PR #3984, opened 2020-03-30
change STS GetFederationToken to AssumeRole

DwayneJengSage:
https://sagebionetworks.jira.com/browse/PLFM-6008

GetFederationToken cannot be called by an IAM Role, and Elastic Beanstalk uses IAM roles by default. We switched from GetFederationToken to AssumeRole.

Requires changes to Stack Builder (https://github.com/Sage-Bionetworks/Synapse-Stack-Builder/pull/328). Requires you to add an entry to ~/.m2/settings:

```
<org.sagebionetworks.sts.iam.arn>(insert role arn here)</org.sagebionetworks.sts.iam.arn>
```


DwayneJengSage (commented):
In STS Autowire test and integ test, only run the tests if the temp credentials ARN exists.

DwayneJengSage:
Locally tested this against a bucket in the Bridge account, and it works.

marcomarasca (approved):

◆ What to do: Restate the material word for word, leaving nothing out.

◆ The completed task:
PR #3984, opened 2020-03-30
change STS GetFederationToken to AssumeRole

DwayneJengSage:
https://sagebionetworks.jira.com/browse/PLFM-6008

GetFederationToken cannot be called by an IAM Role, and Elastic Beanstalk uses IAM roles by default. We switched from GetFederationToken to AssumeRole.

Requires changes to Stack Builder (https://github.com/Sage-Bionetworks/Synapse-Stack-Builder/pull/328). Requires you to add an entry to ~/.m2/settings:

```
<org.sagebionetworks.sts.iam.arn>(insert role arn here)</org.sagebionetworks.sts.iam.arn>
```


DwayneJengSage (commented):
In STS Autowire test and integ test, only run the tests if the temp credentials ARN exists.

DwayneJengSage:
Locally tested this against a bucket in the Bridge account, and it works.

marcomarasca (approved):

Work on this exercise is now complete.